8. Summary Intuition#

  • Each tree → “opinion” about the target value.

  • Random Forest → “wisdom of the crowd” → averages all opinions.

  • Outperforms a single tree because it reduces variance without increasing bias too much.

# Step 1: Import Libraries
import numpy as np
import matplotlib.pyplot as plt
from sklearn.ensemble import RandomForestRegressor
from sklearn.model_selection import train_test_split
from sklearn.metrics import r2_score, mean_squared_error

# Step 2: Create Sample Regression Dataset
np.random.seed(42)
X = np.sort(np.random.rand(100, 1) * 10, axis=0)
y = np.sin(X).ravel() + np.random.normal(0, 0.3, X.shape[0])

# Split into training and test sets
X_train, X_test, y_train, y_test = train_test_split(X, y, test_size=0.3, random_state=42)

# Step 3: Initialize Random Forest Regressor
rf = RandomForestRegressor(
    n_estimators=100,      # number of trees
    max_depth=None,        # no max depth
    min_samples_split=2,   # minimum samples to split
    min_samples_leaf=1,    # minimum samples per leaf
    max_features=100,   # features considered at each split
    random_state=42,
    oob_score=True          # enable out-of-bag evaluation
)

# Step 4: Train the model
rf.fit(X_train, y_train)

# Step 5: Predictions
y_train_pred = rf.predict(X_train)
y_test_pred = rf.predict(X_test)

# Step 6: Evaluate Model
def evaluate(y_true, y_pred, label=""):
    rmse = np.sqrt(mean_squared_error(y_true, y_pred))
    r2 = r2_score(y_true, y_pred)
    print(f"{label} -> R²: {r2:.2f}, RMSE: {rmse:.2f}")

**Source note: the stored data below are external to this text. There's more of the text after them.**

PR #473, opened 2025-09-26
Enforce errors for missing items in Import::Partial

GarmashAlex:
- Switched partial import resolution to iterate requested items and resolve each via Module::get(&Identifier).
- If an item is not exported by the source module, return ImportUndefined(from) instead of silently ignoring it.
- This prevents no-op imports, aligns behavior with the ImportUndefined error semantics and user expectations for explicit imports, and improves diagnostics by surfacing incorrect use statements early.


Soulthym:
Hey!
I didnt find a case where the current implementation causes issues here.

Do you mind adding a test case, or at least sharing a set of air-script files where the issue is present, so we can compare this implementation and the existing one?

PR #477, opened 2025-09-27
feat(parser): fix selector check to use Span<u64>.item instead of deref

VolodymyrBg:
The selector in list comprehensions is ScalarExpr::Const(Span<u64>). Dereferencing Span<u64> (*selected == 0) is incorrect and inconsistent with the rest of the codebase, where Span<T> values are accessed via .item. This change uses selected.item == 0, ensuring correct semantics.


huitseeker (changes requested):
Deref impl matches item field access in https://github.com/0xMiden/miden-diagnostics/blob/f99efe05b8873723fcbb1ba22c31d15c9e4b5afe/diagnostics/src/span.rs#L221-L228, nothing wrong here except aesthetics.

Issue #19, opened 2021-07-07
Allow database to be opened by multiple processes/threads


cberner:

yaofan:
Hi, is there any processing?

PR #1195, opened 2026-04-27
redb-python: add Database.create() binding

cberner:
Exposes redb::Database::create as a Python classmethod so callers can
create (or open) a database file from Python. Adds a pytest sanity test
plus a hypothesis test that fuzzes the filename.

Refs: https://github.com/cberner/redb/issues/19

Assisted-by: Claude <noreply@anthropic.com>


cberner:
@codex review

PR #1226, opened 2026-05-04
Add B-tree balance validation to fuzzing tests

cberner:
## Summary
This PR adds validation to the redb fuzzing tests to ensure that B-trees maintain proper balance properties. The changes introduce helper functions to calculate expected maximum tree heights based on the number of entries and page size, then assert that actual tree heights don't exceed these bounds.

## Key Changes
- Added `page_size` parameter to `apply_crashable_transaction()` and `apply_crashable_transaction_multimap()` functions to enable balance validation
- Implemented `expected_max_height()` function that calculates the theoretical maximum height of a B-tree based on:
  - Number of entries
  - Page size and the merge threshold (page_size/3) which determines minimum branch width
  - A fanout calculation: ceil(page_size / 96.0) representing bytes per child (16B checksum + 8B page number + 8B key)
- Added `assert_balanced()` to validate single-table B-tree heights with a +2 slack factor for root level and multi-page values
- Added `assert_balanced_multimap()` to validate multimap B-tree heights by separately bounding outer tree (keyed by u64) and inner subtrees (per-key value collections)
- Integrated balance assertions into transaction execution to check tree stats after each operation batch
- Updated all call sites to pass the `page_size` parameter through the transaction execution chain

## Implementation Details
- The balance validation uses logarithmic calculations to determine expected fanout and maximum height
- Multimap validation accounts for the two-level structure: outer tree for keys and inner subtrees for values per key
- The +2 slack in single-table validation accommodates the root node (which can be shallower) and leaves with single multi-page values
- Assertions are performed after table operations but before transaction commit, catching imbalance issues early in fuzzing

https://claude.ai/code/session_018M8GfZ5TUmdL6xdAyZm6oP

### DIFF
--- a/fuzz/fuzz_targets/fuzz_redb.rs
+++ b/fuzz/fuzz_targets/fuzz_redb.rs
@@ -660,6 +660,7 @@ fn exec_table_crash_support<T: Clone + Debug>(
         &mut BTreeMap<u64, T>,
         &FuzzTransaction,
         &mut SavepointManager<T>,
+        usize,
     ) -> Result<(), redb::Error>,
 ) -> Result<(), redb::Error> {
     let mut redb_file: NamedTempFile = NamedTempFile::new().unwrap();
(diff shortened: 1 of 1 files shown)


cberner:
@codex review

evaluate(y_train, y_train_pred, "Train")
evaluate(y_test, y_test_pred, "Test")
print("OOB Score:", rf.oob_score_)

# Step 7: Visualization
X_plot = np.linspace(0, 10, 200).reshape(-1, 1)
y_plot = rf.predict(X_plot)

plt.scatter(X_train, y_train, color='blue', label='Train Data')
plt.scatter(X_test, y_test, color='green', label='Test Data')
plt.plot(X_plot, y_plot, color='red', label='RF Prediction')
plt.title("Random Forest Regressor")
plt.xlabel("X")
plt.ylabel("y")
plt.legend()
plt.show()

# Step 8: Feature Importance (if multiple features)
if X.shape[1] > 1:
    importances = rf.feature_importances_
    print("Feature Importances:", importances)
Train -> R²: 0.96, RMSE: 0.14
Test -> R²: 0.78, RMSE: 0.31
OOB Score: 0.6969873218606408
../../../_images/3869c6c3b738601cef38bb75957542964dd53c1dfed0f8db244be53d0366b34b.png

Interpretation#

  1. Dataset: \(y = \sin(X) + \text{noise}\) → nonlinear regression example.

  2. Random Forest Regressor:

    • 100 trees (n_estimators=100)

    • Trains independently on bootstrapped samples

    • Uses random subset of features at each split (max_features='auto')

    • oob_score=True gives an unbiased performance estimate using Out-of-Bag samples.

  3. Metrics:

    • Train R² → how well model fits training data

    • Test R² → generalization performance

    • RMSE → error magnitude

  4. Visualization:

    • Red curve → Random Forest predictions

    • Blue/Green points → training/test data

  5. Feature Importance:

    • Shows which features contributed most to reducing variance (useful if multiple features exist)


Key Takeaways#

  • Random Forest averages predictions of many trees, reducing variance.

  • Handles nonlinear relationships naturally.

  • Out-of-Bag evaluation provides built-in validation.

  • Hyperparameters like max_depth, min_samples_leaf, and n_estimators are crucial to avoid overfitting or underfitting.